Хозяйка и дочь ея, озадаченныя видѣніемъ страшнаго туземца, прибѣжали въ корридоръ съ единственною цѣлью подслушать, что происходило въ затворенной гостиной, гдѣ соединились теперь всѣ остававшіеся въ живыхъ члены семейства Седли. Старикъ былъ очень растроганъ, дочь его тоже, и самъ Джой, думать надобно, былъ тоже подъ вліяніемъ сильнѣйшихъ ощущеній. Десятилѣтняя разлука способна произвести могущественное впечатлѣніе даже на закоренѣлаго эгоиста, и не разъ, въ этотъ промежутокъ времени, онъ подумаетъ о кровныхъ связяхъ и родительскомъ домѣ. Дальность разстоянія освящаетъ и то, и другое. Продолжительное размышленіе объ утраченныхъ удовольствіяхъ, испытанныхъ на родинѣ, обыкновенно увеличиваетъ ихъ очарованіе и прелесть. Джой былъ искренно радъ видѣть своего отца, и съ неподдѣльнымъ восторгомъ обнялъ свою сестру, которую, передъ отъѣздомъ на чужбину, оставилъ въ цвѣтѣ молодости и красоты. Но перемѣна, произведенная въ недужномъ старцѣ временемъ, печалью и несчастными обстоятельствами, огорчила Джоя. Эмми была въ траурѣ. Объясняя причину этого явленія своему брату, она шопотомъ извѣстила его о смерти матери, и намекнула, чтобы онъ не заводилъ объ этомъ рѣчи въ настоящую минуту. Тщетная предосторожность! Старикъ Седли самъ немедленно началъ этотъ печальный разговоръ, и повѣствуя о подробностяхъ, сопровождавшихъ кончину его супруги, расплакался какъ дитя. Это въ высшей степени растрогало индійскаго набоба, и тутъ, едва ли не первый разъ въ жизни, увидѣлъ мистеръ Джой, что онъ далеко не отличается тою гранитною твердостью духа, какимъ воображалъ въ себѣ до настоящей мипуты.
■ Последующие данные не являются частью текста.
Issue #2834, opened 2019-07-10
Collapse SQL scripts to previous major release


marcocitus:
We currently keep the full history of ALTER EXTENSION patches in the master branch, but there is no need for keeping anything up to the last major release that supported one of the current PostgreSQL versions. The 6.x line only supported PostgreSQL <=9.6 and the 8.x line only supports PostgreSQL>=10, so there is no world in which a user would upgrade from 6.x to 8.2 without first upgrading to a 7.0 release branch. It is therefore sufficient for the 7.x branches to have the upgrade scripts from 6.0 onwards. The 8.x branches only need upgrade scripts from 7.0 onwards, and so on.

Collapsing all scripts up to 6.0 would allow us to clean up the main script, collapse function re-definitions, and remove functions that are no longer used. This would allow us to go from 107 files to 53.

We could also consider collapsing the upgrade scripts for older minor releases into a single file per release. We keep multiple files mainly in case someone runs an intermediate version (built from master), which only really applies to our developers while working on the current release.

PR #2844, opened 2019-07-15
Postgres 12

### LINKED ISSUE #2755: Citus and PostgreSQL 12
Hi,

PostgreSQL 12 beta is out, and I started rolling out RPMs against it. Citus currently does not support v12. Do you have a timeline for that?

Thanks!

Regards, Devrim

serprex:
DESCRIPTION: Add support for Postgres 12

Closes #2755 #2834

Failing 3 tests because of #2873


serprex:
nb while this is passing tests, that's only showing that my shims are successfully not breaking 10/11. Version 12 is still chock full of errors (though with the last commit, we do get past `CREATE EXTENSION`)

src/test/regress/sql/multi_extension.sql
```diff
@@ -55,62 +55,7 @@ DROP EXTENSION citus;
...
-ALTER EXTENSION citus UPDATE TO '6.1-13';
-ALTER EXTENSION citus UPDATE TO '6.1-14';
-ALTER EXTENSION citus UPDATE TO '6.1-15';
-ALTER EXTENSION citus UPDATE TO '6.1-16';
-ALTER EXTENSION citus UPDATE TO '6.1-17';
-ALTER EXTENSION citus UPDATE TO '6.2-1';
-ALTER EXTENSION citus UPDATE TO '6.2-2';
-ALTER EXTENSION citus UPDATE TO '6.2-3';
-ALTER EXTENSION citus UPDATE TO '6.2-4';
-ALTER EXTENSION citus UPDATE TO '7.0-1';
```
pykello: Why are we making these changes?

src/backend/distributed/relay/relay_event_utility.c
```diff
@@ -755,8 +756,10 @@ AppendShardIdToName(char **name, uint64 shardId)
 	neededBytes = snprintf((*name), NAMEDATALEN, "%s", extendedName);
 	if (neededBytes < 0)
 	{
+		char *strerrno = strerror(errno);
+
 		ereport(ERROR, (errcode(ERRCODE_OUT_OF_MEMORY),
-						errmsg("out of memory: %s", strerror(errno))));
+						errmsg("out of memory: %s", strerrno)));
```
pykello: We can use `%m` here.
```suggestion
						errmsg("out of memory: %m")));
```

src/backend/distributed/utils/citus_readfuncs.c
```diff
@@ -45,9 +45,15 @@ CitusSetTag(Node *node, int tag)
 	nodeTypeName *local_node = (nodeTypeName *) CitusSetTag((Node *) node, T_##nodeTypeName)
 
 /* And a few guys need only the pg_strtok support fields */
+#if PG_VERSION_NUM >= 120000
 #define READ_TEMP_LOCALS()	\
-	char	   *token;		\
+	const char	*token;		\
```
pykello: What happens if we use `const` also in pre-12?

src/backend/distributed/worker/worker_sql_task_protocol.c
```diff
@@ -251,7 +252,8 @@ TaskFileDestReceiverReceive(TupleTableSlot *slot, DestReceiver *dest)
 static void
 WriteToLocalFile(StringInfo copyData, File fileDesc)
 {
-	int bytesWritten = FileWrite(fileDesc, copyData->data, copyData->len, PG_WAIT_IO);
+	int bytesWritten = FileWriteCompat(fileDesc, copyData->data, copyData->len, 0,
```
pykello: Passing `offset = 0` doesn't seem right here. In `TaskFileDestReceiverReceive` we might not be in the beginning of file.

src/test/regress/sql/multi_extension.sql
pykello: > Why are we making these changes?

I had missed that we are also addressing #2834 here. What do you think moving these changes to a separate PR? My reason being that we can do better than concatenating files, and avoiding many of the `ALTER … ` commands there, which can also simplify some of the C code. For example some UDFs are called when some columns are added, so we needed to special handle those.

src/include/distributed/version_compat.h
```diff
@@ -240,5 +244,67 @@ RangeVarGetRelidInternal(const RangeVar *relation, LOCKMODE lockmode, uint32 fla
...
+
+#define fcSetArg(fc, n, argval) \
+	((fc)->args[n].isnull = false, (fc)->args[n].value = (argval))
+#define fcSetArgNull(fc, n) \
+	((fc)->args[n].isnull = true, (fc)->args[n].value = (Datum) 0)
+#define InitFunctionCallInfoDataCompat InitFunctionCallInfoData
+
+#else /* pre PG12 */
+#define QTW_EXAMINE_RTES_BEFORE QTW_EXAMINE_RTES
+#define MakeSingleTupleTableSlotCompat(tupleDesc, tts_opts) \
```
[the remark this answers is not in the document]
serprex: There's code which throws errors when we don't pass `&TTSOpsMinimalTuple` (such as the extension check). However I'm still getting errors about minimal tuples being expected when I replaced all callers to specifying `TTSOpsMinimalTuple` so missing a part of this puzzle

src/backend/distributed/utils/citus_readfuncs.c
serprex: In 12 we get warnings that token is receiving `const`. Before 12 we get warnings that `const` is being discarded

src/test/regress/sql/multi_extension.sql
serprex: Splitting up this PR makes sense. I can split this to another branch/PR, & then the optimizations you have in mind can be follow up commits

serprex:
At this point there are 69 failing tests for `check-multi`. I've summarized the regressions:

ignore:
`TABLESPACE pg_default` omitted from `CREATE INDEX` -- regex
Floating point representation changed -- clever regex?
Version changed -- ignore how?
\d+ says "Partitioned table" for "Table" -- regex
'invalid input syntax for XX' became 'for type XX' -- regex
sql_procedure: drop cascade list ordering changed -- ignore how?
foreign key generated names now include '_ref' -- regex

investiate:
Complex window function test has different dates
`pg_indexes` has new entry `partitioning_test | partitioning_index`
missing a result in set_operations_and_local_tables
2 DEBUG messages omitted in subquery_in_where
multi_subquery_complex_reference_clause, multi_subquery_in_where_reference_clause: 'cannot pushdown query' now gets computed
'failed to execute task N' lots of these, don't know what they are
multi_remove_node_reference_table: colocationid doesn't seem to've taken to be set
multi_multiuser: received copy data after EOF marker

doubling issue:
non_colocated_join_order went from 9 to 36
multi_complex_expression: quadrupling behavior
multi_view et al: doubling behavior

other:
limit_intermediate_size: 'intermediate result size exceeds' -- I think this isn't triggering because CTEs are subqueries? Either that or pg's using less memory. If CTEs are subqueries, can say MATERIALIZE or use cte multiple times to prevent materialize
WITH OIDS -- remove tests?
intermediate_results: `EXPLAIN` costs varying -- shouldn't use `COSTS OFF`? otherwise maybe I broke some cost computation code, I did modify an cost function

mkurz:
Out of interest: PostgreSQL 12 will support foreign keys that reference partitioned tables, [see article](https://www.depesz.com/2019/04/24/waiting-for-postgresql-12-support-foreign-keys-that-reference-partitioned-tables/). How does this influence Citus? Will Citus make use of this (somehow)?

serprex:
@mkurz that's outside the scope of this task

serprex:
Overview of `_2.out` tests
test|reason|howtonot2
-+-+-
`multi_create_shards`|Uses `WITH OIDS`|Remove `WITH OIDS` from tests
`multi_metadata_sync`|`fk_test_col1_fkey` becomes `fk_test_col1_col2_fkey`|Give constraint explicit name, or add regex to make table spacing the same
`multi_null_minmax_value_pruning`|selects pg version
`multi_partitioning`|selects pg version
`multi_partitioning_utils`|selects pg version
`multi_reference_table`|Uses `WITH OIDS`|Remove `WITH OIDS` from tests
`multi_task_assignment_policy`|Task assignment ordering changed|Don't log task number (or regex it out)
`multi_utility_statement`|Uses `WITH OIDS`|Remove `WITH OIDS` from tests
`replicated_partitioned_table`|selects pg version|Exactly the same otherwise
`sql_procedure`|drop cascades list order changed

To be removed:
* `multi_master_protocol` TABLESPACE regex should fix

A possible fix to these reordering things: add to the postprocessor logic which reorders adjacent lines if they share some prefix length & their reordering would fix diff

src/include/distributed/version_compat.h
```diff
@@ -240,5 +244,67 @@ RangeVarGetRelidInternal(const RangeVar *relation, LOCKMODE lockmode, uint32 fla
...
+	(((fc)->argnull[n] = false), ((fc)->arg[n] = (value)))
+#define fcSetArgNull(fc, n) \
+	(((fc)->argnull[n] = true), ((fc)->arg[n] = (Datum) 0))
+#define InitFunctionCallInfoDataCompat(fc, fn, nargs, collation, ctx, result) \
+	InitFunctionCallInfoData(fc, fn, nargs, collation, ctx, result)
+
+#define FileReadCompat(file, buffer, amount, offset, wait_event_info) \
+	FileRead(file, buffer, amount, wait_event_info)
+#define FileWriteCompat(file, buffer, amount, offset, wait_event_info) \
+	FileWrite(file, buffer, amount, wait_event_info)
```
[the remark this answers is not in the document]
serprex: Waiting for tests to be passing before thinking about this

src/include/distributed/version_compat.h
```diff
@@ -240,5 +244,67 @@ RangeVarGetRelidInternal(const RangeVar *relation, LOCKMODE lockmode, uint32 fla
...
+#define GetSysCacheOid2Compat(cacheId, oidcol, key1, key2) \
+	GetSysCacheOid2(cacheId, key1, key2)
+#define GetSysCacheOid3Compat(cacheId, oidcol, key1, key2, key3) \
+	GetSysCacheOid3(cacheId, key1, key2, key3)
+#define GetSysCacheOid4Compat(cacheId, oidcol, key1, key2, key3, key4) \
+	GetSysCacheOid4(cacheId, key1, key2, key3, key4)
+#define LOCAL_FCINFO(name, nargs) \
+	FunctionCallInfoData name ## data; \
+	FunctionCallInfoData *name = &name ## data
+#define make_aggCompat(tlist, qual, aggstrategy, aggsplit, numGroupCols, grpColIdx, \
```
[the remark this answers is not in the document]
serprex: grpCollations introduced in PG12 with this commit: https://github.com/postgres/postgres/commit/5e1963fb764e9cc092e0f7b58b28985c311431d9#diff-bcead21a2e56eb3d56947f8f7aa8f622

serprex:
At this point the remaining test failures have underlying issues in pg11 that happen to not get hit by test suite

src/include/distributed/version_compat.h
```diff
@@ -240,5 +244,67 @@ RangeVarGetRelidInternal(const RangeVar *relation, LOCKMODE lockmode, uint32 fla
...
+	NextCopyFrom(cstate, econtext, values, nulls, NULL)
+#define GetSysCacheOid1Compat(cacheId, oidcol, key1) \
+	GetSysCacheOid1(cacheId, key1)
+#define GetSysCacheOid2Compat(cacheId, oidcol, key1, key2) \
+	GetSysCacheOid2(cacheId, key1, key2)
+#define GetSysCacheOid3Compat(cacheId, oidcol, key1, key2, key3) \
+	GetSysCacheOid3(cacheId, key1, key2, key3)
+#define GetSysCacheOid4Compat(cacheId, oidcol, key1, key2, key3, key4) \
+	GetSysCacheOid4(cacheId, key1, key2, key3, key4)
+#define LOCAL_FCINFO(name, nargs) \
```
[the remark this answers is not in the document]
serprex: ## data appends `data` to the identifier passed as `name`. This identifier mashup matches how PG12's [LOCAL_FCINFO](https://github.com/postgres/postgres/blob/07b39083c2aca003c4b1f289d7dc2368b5e2297a/src/include/fmgr.h#L110) works

src/include/distributed/version_compat.h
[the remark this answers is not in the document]
serprex: Implemented. The only place we weren't using `O_TRUNC` happens to be directly after creating a directory with a random number in the name

serprex:
This currently includes commits from #2858 & #2859 so that the only failing tests are due to `pg_dist_colocation` not being distinct on (shards, replicas, type) & thus pg12 picks a different colocationid than pg11

src/backend/distributed/commands/vacuum.c
```diff
@@ -22,9 +22,162 @@
...
+ */
+static VacOptTernaryValue
+get_vacopt_ternary_value(DefElem *def)
+{
+	return defGetBoolean(def) ? VACOPT_TERNARY_ENABLED : VACOPT_TERNARY_DISABLED;
+}
+
+
+static int
+VacuumStmt_options(VacuumStmt *vacstmt)
```
pykello: The order we follow is usually declarations -> definitions, and we have forward declarations for every function. In older times that we were stricter in style, the definitions followed their use. That is `VacuumStmt_options()`, etc. should be defined after the place it is used. The idea being that when we read the file from top to down, we first read the higher level concepts firsts and then continue to the lower level details.

src/backend/distributed/commands/create_distributed_table.c
```diff
@@ -1230,7 +1237,7 @@ CopyLocalDataIntoShards(Oid distributedRelationId)
 
 	/* get the table columns */
 	tupleDescriptor = RelationGetDescr(distributedRelation);
-	slot = MakeSingleTupleTableSlot(tupleDescriptor);
+	slot = MakeSingleTupleTableSlotCompat(tupleDescriptor, &TTSOpsHeapTuple);
```
onderkalaci: Do we need `TTSOpsHeapTuple ` or is it OK to use `TTSOpsMinimalTuple `?

Would you mind describing the difference between both?

src/backend/distributed/commands/vacuum.c
```diff
@@ -22,9 +22,162 @@
...
+		params.freeze_table_age = -1;
+		params.multixact_freeze_min_age = -1;
+		params.multixact_freeze_table_age = -1;
+	}
+
+	/* user-invoked vacuum is never "for wraparound" */
+	params.is_wraparound = false;
+
+	/* user-invoked vacuum never uses this parameter */
+	params.log_min_duration = -1;
```
marcocitus: Setting all these fields seems a little odd given that we only return one of them.

src/backend/distributed/commands/create_distributed_table.c
serprex: `ExecStoreHeapTuple` errors if it doesn't get `TTSOpsHeapTuple`

src/backend/distributed/executor/citus_custom_scan.c
```diff
@@ -162,6 +162,11 @@ CitusBeginScan(CustomScanState *node, EState *estate, int eflags)
 	MarkCitusInitiatedCoordinatorBackend();
 
 	scanState = (CitusScanState *) node;
+
+#if PG_VERSION_NUM >= 120000
```
serprex: This is necessary because pg12 gives us a `TTSOpsVirtual` which doesn't use with tuplestore

src/backend/distributed/executor/multi_executor.c
```diff
@@ -138,7 +138,9 @@ CitusExecutorRun(QueryDesc *queryDesc,
 		EState *estate = queryDesc->estate;
 
 		estate->es_processed = 0;
+#if PG_VERSION_NUM < 120000
 		estate->es_lastoid = InvalidOid;
```
serprex: Removed in pg12

src/include/distributed/version_compat.h
```diff
@@ -16,7 +16,11 @@
 #include "catalog/namespace.h"
 #include "nodes/parsenodes.h"
 
-#if (PG_VERSION_NUM >= 100000 && PG_VERSION_NUM < 110000)
+#if (PG_VERSION_NUM >= 120000)
+#include "optimizer/optimizer.h"
```
serprex: PG12 consolidated many declarations to `optimizer/optimizer.h`

src/include/distributed/version_compat.h
```diff
@@ -240,5 +244,132 @@ RangeVarGetRelidInternal(const RangeVar *relation, LOCKMODE lockmode, uint32 fla
...
+#define GetSysCacheOid3Compat GetSysCacheOid3
+#define GetSysCacheOid4Compat GetSysCacheOid4
+#define make_aggCompat make_agg
+
+#define fcSetArg(fc, n, argval) \
+	(((fc)->args[n].isnull = false), ((fc)->args[n].value = (argval)))
+	#define fcSetArgNull(fc, n) \
+	(((fc)->args[n].isnull = true), ((fc)->args[n].value = (Datum) 0))
+
+typedef struct
```
serprex: PG12 uses `pread` & `pwrite`. These APIs require the consumer to track offset themselves

src/include/distributed/version_compat.h
```diff
@@ -240,5 +244,132 @@ RangeVarGetRelidInternal(const RangeVar *relation, LOCKMODE lockmode, uint32 fla
...
+#define GetSysCacheOid1Compat(cacheId, oidcol, key1) \
+	GetSysCacheOid1(cacheId, key1)
+#define GetSysCacheOid2Compat(cacheId, oidcol, key1, key2) \
+	GetSysCacheOid2(cacheId, key1, key2)
+#define GetSysCacheOid3Compat(cacheId, oidcol, key1, key2, key3) \
+	GetSysCacheOid3(cacheId, key1, key2, key3)
+#define GetSysCacheOid4Compat(cacheId, oidcol, key1, key2, key3, key4) \
+	GetSysCacheOid4(cacheId, key1, key2, key3, key4)
+
+#define LOCAL_FCINFO(name, nargs) \
```
serprex: See [LOCAL_FCINFO in postgres](https://github.com/postgres/postgres/blob/12afc7145c03c212f26fea3a99e016da6a1c919c/src/include/fmgr.h#L110) for reference

src/backend/distributed/planner/query_pushdown_planning.c
```diff
@@ -194,6 +198,29 @@ JoinTreeContainsSubquery(Query *query)
...
+bool
+JoinTreeContainsWithoutFrom(Query *query)
+{
+	if (query->rtable == NIL)
+	{
+		return true;
+	}
+
+#if PG_VERSION_NUM >= 120000
+	else if (list_length(query->rtable) == 1)
```
onderkalaci: Hmm, I think I misguided you on this. It looks like for simple  `INSERT INTO tbl VALUES ();` type of queries would also end up with `RTE_RESULT ` appended next to RTE_RELATION.  I want to test/play with that to see if anything is broken on Citus with such a change. 

But as I mentioned I'm blocked on `CREATE EXTENSION citus` is failing on my local machine.

For reference, the query tree of an INSERT after RTE_RESULT changes:

```
   {QUERY 
   :commandType 3 
   :querySource 0 
   :canSetTag true 
   :utilityStmt <> 
   :resultRelation 1 
   :hasAggs false 
   :hasWindowFuncs false 
   :hasTargetSRFs false 
   :hasSubLinks false 
   :hasDistinctOn false 
   :hasRecursive false 
   :hasModifyingCTE false 
   :hasForUpdate false 
   :hasRowSecurity false 
   :cteList <> 
   :rtable (
      {RTE 
      :alias <> 
      :eref 
         {ALIAS 
         :aliasname users_table 
         :colnames ("user_id" "time" "value_1" "value_2" "value_3" "value_4")
         }
      :rtekind 0 
      :relid 16393 
      :relkind r 
      :rellockmode 3 
      :tablesample <> 
      :lateral false 
      :inh false 
      :inFromCl false 
      :requiredPerms 1 
      :checkAsUser 0 
      :selectedCols (b)
      :insertedCols (b 8)
      :updatedCols (b)
      :extraUpdatedCols (b)
      :securityQuals <>
      }
      {RTE 
      :alias <> 
      :eref 
         {ALIAS 
         :aliasname *RESULT* 
         :colnames <>
         }
      :rtekind 8 
      :lateral false 
      :inh false 
      :inFromCl false 
      :requiredPerms 0 
      :checkAsUser 0 
      :selectedCols (b)
      :insertedCols (b)
      :updatedCols (b)
      :extraUpdatedCols (b)
      :securityQuals <>
      }
   )
   :jointree 
      {FROMEXPR 
      :fromlist (
         {RANGETBLREF 
         :rtindex 2
         }
      )
      :quals <>
      }
   :targetList (
      {TARGETENTRY 
      :expr 
         {CONST 
         :consttype 23 
         :consttypmod -1 
         :constcollid 0 
         :constlen 4 
         :constbyval true 
         :constisnull false 
         :location 42 
         :constvalue 4 [ 8 0 0 0 0 0 0 0 ]
         }
      :resno 1 
      :resname user_id 
      :ressortgroupref 0 
      :resorigtbl 0 
      :resorigcol 0 
      :resjunk false
      }
   )
   :override 0 
   :onConflict <> 
   :returningList <> 
   :groupClause <> 
   :groupingSets <> 
   :havingQual <> 
   :windowClause <> 
   :distinctClause <> 
   :sortClause <> 
   :limitOffset <> 
   :limitCount <> 
   :rowMarks <> 
   :setOperations <> 
   :constraintDeps <> 
   :withCheckOptions <> 
   :stmt_location 0 
   :stmt_len 44
   }
```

Результатъ свиданія былъ вѣроятно удовлетворителенъ во всѣхъ отношеніяхъ. Когда Джой снова сѣлъ въ коляску, и отправился къ гостинницѣ Пестраго Быка, Эмми обняла отца съ необыкновенною нѣжностью, и бросая на него тбржествующій взглядъ, спросила:

— Не правда ли, папа, я всегда вамъ говорила, что у Джоя чувствительное сердце?

— Правда, дочь моя, правда, отвѣчалъ утѣшенный старикъ.
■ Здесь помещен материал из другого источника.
PR #2845, opened 2019-07-15
Squash migrations for versions 5/6, don't use WITH OIDS

### LINKED ISSUE #2834: Collapse SQL scripts to previous major release

serprex:
DESCRIPTION: Squash migration scripts prior to version 7

`WITH OIDS` is a syntax error in postgres 12, so blocks #2844 (in that once this is merged I'll remove the commit that does this from that branch)

Closes #2834


src/backend/distributed/citus--7.0-1.sql
```diff
@@ -0,0 +1,1735 @@
...
+\echo Use "CREATE EXTENSION citus" to load this file. \quit
+
+CREATE SCHEMA citus;
+
+-- Ensure CREATE EXTENSION is not run against an old citus data
+-- directory, we're not compatible (due to the builtin functions/tables)
+DO $$
+BEGIN
+   IF EXISTS(SELECT * FROM pg_proc WHERE proname = 'worker_apply_shard_ddl_command') THEN
+      RAISE 'cannot install citus extension in Citus 4 data directory';
```
pykello: Update the check and the error message.

serprex: Removed altogether since postgres versions shouldn't match up anyways

src/backend/distributed/citus--7.0-1.sql
```diff
@@ -0,0 +1,1431 @@
...
+    IS 'convert the textual Var representation to a column name';
+
+RESET search_path;
+/* citus--6.1-4--6.1-5.sql */
+
+SET search_path = 'pg_catalog';
+
+DROP FUNCTION create_distributed_table(regclass, text, citus.distribution_type);
+
+CREATE FUNCTION create_distributed_table(table_name regclass,
```
marcocitus: Defined twice

src/backend/distributed/citus--7.0-1.sql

Въ самомъ дѣдѣ, Джозефъ Седли приведенъ былъ въ трогательное умиленіе бѣдственнымъ положеніемъ своихъ родныхъ и, слѣдуя первому побужденію своего сердца, объявилъ, что съ этой поры отецъ его и сестра не будутъ болѣе терпѣть никакихъ житейскихъ неудобствъ. Онъ пріѣхалъ въ Англно надолго, быть-можетъ даже, навсегда. Его домъ и всѣ предметы домашняго хозяйства будутъ въ ихъ полномъ распоряженіи. Амелія займетъ первое мѣсто за столомъ, и мистеръ Джой надѣялся, что она будетъ у него превосходною хозяйкой, до тѣхъ поръ по крайней мѣрѣ, пока не прійдетъ ей въ голову желаніе обзавестись своимъ собственнымъ хозяйствомъ.
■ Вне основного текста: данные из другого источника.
PR #2848, opened 2019-07-22
Adaptive executor performance improvements

marcocitus:
- Avoid a call to FreeWaitEventSet by not creating an empty set
- Avoid calls to PQconsumeInput by checking the wait events
- Revert the change that removed use of `ModifyWaitEvent``
- Remove use of NodeConnectionCount (it's expensive)
- Remove calls to FindWorkerNode
- Skip timeout checks when checkForPoolTimeout is false
- Replace elog with errmsg

### DIFF
--- a/src/backend/distributed/connection/connection_management.c
+++ b/src/backend/distributed/connection/connection_management.c
@@ -333,7 +333,6 @@ StartNodeUserDatabaseConnection(uint32 flags, const char *hostname, int32 port, 
 	connection = StartConnectionEstablishment(&key);
 
 	dlist_push_tail(entry->connections, &connection->connectionNode);
-	entry->connectionCount++;
 
 	ResetShardPlacementAssociation(connection);
 
@@ -1065,8 +1064,6 @@ AfterXactHostConnectionHandling(ConnectionHashEntry *entry, bool isCommit)
 			cachedConnectionCount++;
 		}
 	}
-
-	entry->connectionCount = cachedConnectionCount;
 }
 
 
@@ -1171,30 +1168,4 @@ TrimLogLevel(const char *message)
 	} while (n < strlen(chompedMessage) && chompedMessage[n] == ' ');
 
 	return chompedMessage + n;
-}
-
-
-/*
- * NodeConnectionCount gets the number of connections to the given node
- * for the current username and database.
- */
-int
-NodeConnectionCount(char *hostname, int port)
-{
-	ConnectionHashKey key;
-	ConnectionHashEntry *entry = NULL;
-	bool found = false;
-
-	strlcpy(key.hostname, hostname, MAX_NODE_LENGTH);
-	key.port = port;
-	strlcpy(key.user, CurrentUserName(), NAMEDATALEN);
-	strlcpy(key.database, CurrentDatabaseName(), NAMEDATALEN);
-
-	entry = (ConnectionHashEntry *) hash_search(ConnectionHash, &key, HASH_FIND, &found);
-	if (!found)
-	{
-		return 0;
-	}
-
-	return entry->connectionCount;
 }
--- a/src/backend/distributed/executor/adaptive_executor.c
+++ b/src/backend/distributed/executor/adaptive_executor.c
@@ -290,7 +290,8 @@ typedef struct WorkerPool
 	DistributedExecution *distributedExecution;
 
 	/* worker node on which we have a pool of sessions */
-	WorkerNode *node;
+	char *nodeName;
+	int nodePort;
 
 	/* all sessions on the worker that are part of the current execution */
 	List *sessionList;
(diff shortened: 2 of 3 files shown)


src/backend/distributed/executor/adaptive_executor.c
```diff
@@ -2567,11 +2593,13 @@ CheckConnectionReady(WorkerSession *session)
 		waitFlags = waitFlags | WL_SOCKET_WRITEABLE;
 	}
 
-	/* if reading fails, there's not much we can do */
-	if (PQconsumeInput(connection->pgConn) == 0)
+	if ((session->latestWaitEvents & WL_SOCKET_READABLE) != 0)
```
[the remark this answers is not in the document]
onderkalaci: And, shouldn't we also need to do it for `WL_SOCKET_WRITEABLE`? [`PQconsumeInput()`](https://doxygen.postgresql.org/fe-exec_8c.html#a98c667c1d76df63c6639c5f4b3b42f0d) also tries to flush for non-blocking connections.

So, maybe change `latestWaitEvents ` to a boolean field like `consumeInput` and do not check specifically for `WL_SOCKET_READABLE `?

src/backend/distributed/connection/connection_management.c
```diff
@@ -1172,29 +1172,3 @@ TrimLogLevel(const char *message)
...
-	strlcpy(key.user, CurrentUserName(), NAMEDATALEN);
-	strlcpy(key.database, CurrentDatabaseName(), NAMEDATALEN);
-
-	entry = (ConnectionHashEntry *) hash_search(ConnectionHash, &key, HASH_FIND, &found);
-	if (!found)
-	{
-		return 0;
-	}
-
-	return entry->connectionCount;
```
onderkalaci: I guess `entry->connectionCount` becomes unused with this change, so maybe remove?

src/backend/distributed/executor/adaptive_executor.c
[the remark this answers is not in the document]
marcocitus: > And, shouldn't we also need to do it for WL_SOCKET_WRITEABLE? PQconsumeInput() also tries to flush for non-blocking connections.

We already do a PQflush flush above.

src/backend/distributed/executor/adaptive_executor.c
```diff
@@ -3444,6 +3475,47 @@ BuildWaitEventSet(List *sessionList)
...
+	foreach(sessionCell, sessionList)
+	{
+		WorkerSession *session = lfirst(sessionCell);
+		MultiConnection *connection = session->connection;
+		int socket = 0;
+
+		if (connection->pgConn == NULL)
+		{
+			/* connection died earlier in the transaction */
+			continue;
```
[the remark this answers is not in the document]
marcocitus: Hmz, true, I copy-pasted this, but this seems off.

src/backend/distributed/executor/adaptive_executor.c
```diff
@@ -3444,6 +3478,49 @@ BuildWaitEventSet(List *sessionList)
...
 
 
+/*
+ * UpdateWaitEventSetFlags modifies the given waitEventSet with the wait flags
+ * for connections in the sessionList.
+ */
+static void
+UpdateWaitEventSetFlags(WaitEventSet *waitEventSet, List *sessionList)
+{
+	int connectionIndex = -1;
```
onderkalaci: We get some errors `+ERROR:  cannot modify postmaster death event`. I think we should be starting from 1 ` additional 2 is for postmaster and latch` ?

src/backend/distributed/executor/adaptive_executor.c
```diff
@@ -2581,6 +2612,9 @@ CheckConnectionReady(WorkerSession *session)
 
 	UpdateConnectionWaitFlags(session, waitFlags);
 
+	/* don't consume input redundantly if we cycle back into CheckConnectionReady */
+	session->latestWaitEvents = 0;
```
onderkalaci: Very minor, feel free to ignore: The name might be misleading since we're reseting the value right after the first iteration. Maybe `latestUnconsumedWaitEvents`?

src/backend/distributed/executor/adaptive_executor.c
onderkalaci: > I think we should be starting from 1 additional 2 is for postmaster and latch ?

Oh, no. Those are added to the end of the set.  And, we're not adding the connections that we skip here in `BuildWaitEventSet()`. So, we should not be incrementing `connectionIndex ` when we skip the session in the below loop. Sorry for misguide with my previous comment.

src/backend/distributed/executor/adaptive_executor.c
```diff
@@ -386,6 +387,13 @@ typedef struct WorkerSession
 	 * distributed transaction related commands such as BEGIN/COMMIT etc.
 	 */
 	uint64 commandsSent;
+
+	/* index in the wait event set */
+	int waitEventSetIndex;
+
+	/* events reported by the latest call to WaitEventSetWait */
+	int latestUnconsumedWaitEvents;
+>>>>>>> 73ab31ab... Avoid unnecessary calls to PQconsumeInput
```
onderkalaci: git conflict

Эмми грустно покачала головой и, какъ водится, миньятюрное ея личико оросилось крупными слезами. Она знала на что собственно хотѣлъ намекнуть любезный ея братецъ. Она и молодая ея подруга, миссъ Мери, долго и подробно разсуждали объ этой матеріи ночью послѣ перваго майорскаго визита. Сообщая плоды своихъ собственныхъ наблюденій и открытій, миссъ Мери описала обстоятельно, какъ майоръ невольно обнаружилъ свои чувства послѣ встрѣчи съ достопочтеннымъ Бинни, и какъ былъ онъ радъ, когда узналъ, что ему нечего бояться соперниковъ.

— И развѣ сами вы не замѣтили, какъ онъ весь затрепеталъ, когда вы спросили, не женатъ ли онъ? Припомните, съ какимъ негодованіемъ былъ произнесенъ его отвѣтъ: «кто сообщилъ вамъ эту ложную вѣсть?» И вѣдь дѣло въ томъ, сударыня, что онъ ни на минуту не отрывалъ отъ васъ своихъ глазъ. Я даже увѣрена, что онъ и посѣдѣлъ-то отъ любви къ вамъ.

Амелія взглянула на свою постель, на драгоцѣнные портреты, висѣвшіе надъ ней, и сказала своей молодой подругѣ, чтобы она никогда, никогда не заикалась впередъ объ этомъ предметѣ.